Ter direito a uma morte digna

A ambição da dignidade na morte, como na vida, é comum a todas as pessoas. Querer morrer sem sofrimento, seja ele físico, psicológico ou espiritual, é um anseio comum a todos os seres humanos, mesmo que raramente pensem no fim dos seus dias.


A morte, talvez o único tabu da nossa sociedade, surge com nome e cara na comunicação social, frequentemente através de pessoas em grande sofrimento que pedem ajuda para pôr termo às suas vidas e que conseguem o seu objectivo. Chamam-lhe o direito a uma “morte digna” e captam a atenção do público, pelo imenso sofrimento exposto e por se lhe ter conseguido pôr um fim, acabando com o que sofre, à margem da lei e da ética. Serão sempre casos de eutanásia?

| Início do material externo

PR #332, opened 2024-04-24
Better separation between CentOS and RHEL

kwozyman:
I've made a selector based on /etc/os-release for enabling CRB repo for CentOS. For RHEL, the CRB repo should be enabled on the build host.


rhatdan:
LGTM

Entende-se como eutanásia uma acção ou uma omissão com intenção de provocar a morte de uma pessoa para pôr fim ao seu sofrimento e a pedido desta. É certamente o que aconteceu com alguns dos casos internacionais focados pela comunicação social, que ao associar este termo ao conceito de “morte digna” o tornam limitado e muito redutor, já que aparentemente só teriam dignidade na morte aqueles a quem é tirada intencionalmente a vida, para pôr fim ao seu sofrimento.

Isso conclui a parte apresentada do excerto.